The automatic encoder is a special type of neural network, which compresses input data and then reconstructs the compressed input data to make the input and output similar as possible, in the field of abnormal detection, the corresponding sample with large difference between input and output in the automatic encoder is regarded as an abnormal sample, and the abnormal detection based on the automatic encoder has made great results in many fields, especially after a long-short term memory network (LSTM) is used in the automatic encoder, the automatic encoder combines time domain information to make the established automatic encoder encode the time domain information, adapt to a longer time sequence and can perform wider abnormal detection, for example, the abnormal behavior detection method based on the space-time automatic encoder disclosed in the Chinese patent with the publication number of CN 109615019A.
However, when detecting an abnormality, the auto encoder relies on the assumption that the training data itself is all normal, and must be trained with positive samples to obtain the auto encoder, and then the auto encoder can detect an abnormality of negative samples. However, in practical application, the power consumption data collected by the power system is not labeled, and the data cannot be guaranteed to be normal data, and preliminary preparation work must be performed, and the label is set for the collected power consumption data, so that the workload is very large, and the application of the automatic encoder in the electricity stealing detection is limited.
Disclosure of Invention
The invention aims to overcome the defects of the prior art and provide a power stealing detection method, a system and a medium based on a time sequence automatic encoder.
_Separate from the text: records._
PR #154, opened 2021-08-17
DataTable - Header custom component

titkov49:
`customDropdownButton` will be replaced with this `customComponent`

### DIFF
--- a/demo/src/modules/home/containers/TableContainer.js
+++ b/demo/src/modules/home/containers/TableContainer.js
@@ -249,32 +249,24 @@ export default function (props) {
 		}
 	}
 
-	const customDropdownButton = {
-		text: "Custom drop",
-		color: "success",
-		header: "header",
-		items: [
-			{
-				text: "First item",
-				props: {
-					onClick: () => alert("First item was clicked!"),
-					className: "first-item-classname"
-				}
-				
-			},
-			{
-				text: "Second item",
-				props: {
-					onClick: () => alert("Second item was clicked!"),
-					className: "second-item-classname",
-					style: {
-						backgroundColor: "black",
-						color: "white"
-					}
-				}
-			}
-		]
+	const nextPage = () => {
+		if (page*limit < count) {
+			setPage(prev => prev+1)
+		}
+		else {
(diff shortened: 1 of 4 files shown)


src/containers/DataTable/index.js
```diff
@@ -15,7 +15,7 @@ import {
 
 import Table from './Table';
 import Pagination from './Pagination';
-import CustomDropdownButton from './CustomDropdownButton';
+// import CustomDropdownButton from './CustomDropdownButton'; DON'T REMOVE YET. IT MAY BE USEFUL ON REFACTORING DATATABLE
```
t-pyrope, line 18: I would write `//` also before `DON'T REMOVE YET` for easy uncommenting
`// import CustomDropdownButton from './CustomDropdownButton'; // DON'T REMOVE YET. IT MAY BE USEFUL ON REFACTORING DATATABLE`

demo/src/modules/home/containers/TableContainer.js
```diff
@@ -249,33 +249,25 @@ export default function (props) {
...
-					}
-				}
-			}
-		]
+	const nextPage = () => {
+		if (page*limit < count) {
+			setPage(prev => prev+1)
+		}
+		else {
+			alert("You're on the last page");
```
t-pyrope, line 257: I think it would be better not to alert, but to disable button

ateska (approved):

t-pyrope (approved):

src/containers/DataTable/index.js
titkov49: That's okay. I will be working on this probably next sprint and will delete this myself.

demo/src/modules/home/containers/TableContainer.js
titkov49: That's just demo in order to show how developer can use this `customComponent`. I suppose that's not needed to write there some real styling logic

titkov49: I think this would make code more complex and if someone will take a look on it in order to understand how to use it, then he may be a bit confused with all that stuff.

PR #156, opened 2021-08-23
Add support to absolute links in logo

t-pyrope:


src/containers/Header.js
```diff
@@ -17,7 +17,46 @@ import HelpButton from '../helpButton';
...
+				full={{
+					src: props.brand_image.full,
+					alt: props.title,
+					width: 120,
+					height: 30,
+				}}
+				minimized={{
+					src: props.brand_image.minimized,
+					alt: props.title,
+					width: 30,
```
titkov49, line 54: In both returns there are almost the same things. Do not repeat yourself. 
In this case you may rewrite this without repeating like this:
Common props in `AppNavbarBrand` you may define in object which you will destructure in both returns.
```
const appNavbarBrandProps = {
  full: {
	  src: props.brand_image.full,
	  alt: props.title,
	  width: 120,
	  height: 30,
  },
  minimized: {
	  src: props.brand_image.minimized,
	  alt: props.title,
	  width: 30,
	  height: 30,
  }
}
...
if (...) <Link...><AppNavbarBrand {{ ...appNavbarBrandProps } ... /></Link>
return <AppNavbarBrand tag={'div'} { ...appNavbarBrandProps } />
```

titkov49 (changes requested):

titkov49 (approved):

PR #157, opened 2021-08-24
Refactor/Move pagination to separate component

t-pyrope:


titkov49 (changes requested):
You also need to export this component from src/index.js to make it reusable outside of asab-webui:
https://github.com/TeskaLabs/asab-webui/blob/master/src/index.js

titkov49 (approved):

The purpose of the invention can be realized by the following technical scheme:
a power stealing detection method based on a time sequence automatic encoder comprises a model training stage and a model application stage, wherein the model training stage comprises the following steps:
s1: acquiring multi-day electric quantity consumption data of a plurality of users as an original data set;
s2: establishing a plurality of Gaussian mixture models, determining parameters of each Gaussian mixture model by using a maximum expectation method EM (expectation-maximization) respectively in combination with an original data set, and obtaining an optimal Gaussian mixture model by using Bayesian information criterion BIC, wherein the optimal Gaussian mixture model comprises K Gaussian distributions;
s3: dividing the original data set into K training sets based on the clustering result of the optimal Gaussian mixture model on the original data set;
s4: constructing K automatic encoders based on the long-term and short-term memory artificial neural network LSTM, and respectively training by using a training set to obtain the automatic encoders corresponding to the Gaussian distributions in the optimal Gaussian mixture model;
the model application phase is as follows:
acquiring the electric quantity consumption data of a user in the original data set as an input data set, clustering the input data set according to the optimal Gaussian mixture model, and performing abnormity detection on the electric quantity consumption data in the clustering result by using an automatic encoder corresponding to the clustering result to obtain an electricity stealing detection result.
Further, step S2 is specifically:
s21: sequentially establishing Gaussian mixture models with the number of Gaussian distributions of 1, 2 and … L, wherein L is the maximum number of the Gaussian distributions in the Gaussian mixture models;
s22: for each Gaussian mixture model, respectively determining parameters of the Gaussian mixture model by using a maximum expectation method EM;
s23: and respectively calculating the BIC value of each Gaussian mixture model by using Bayesian information criterion BIC, and selecting the Gaussian mixture model with the minimum BIC value as an optimal Gaussian mixture model, wherein the optimal Gaussian mixture model comprises K Gaussian distributions.
Further, the training of the ith (i is greater than or equal to 1 and less than or equal to K) automatic encoder in step S4 specifically includes:
a1: acquiring training data in an ith training set, and training an ith encoder by using the training data in the training set;
a2: sequentially inputting training data in a training set into an ith automatic encoder to obtain an error vector, a mean value and a variance of each training data, and respectively calculating the abnormal score of each training data based on the error vector, the mean value and the variance;
a3: and removing M training data from the ith training set according to the abnormal scores, training the ith encoder by using the residual training data in the training sets, finishing the training of the automatic encoder, and recording model parameters of the automatic encoder, wherein M is NxP, N represents the number of the training data in the ith training set, and P represents a preset abnormal proportion.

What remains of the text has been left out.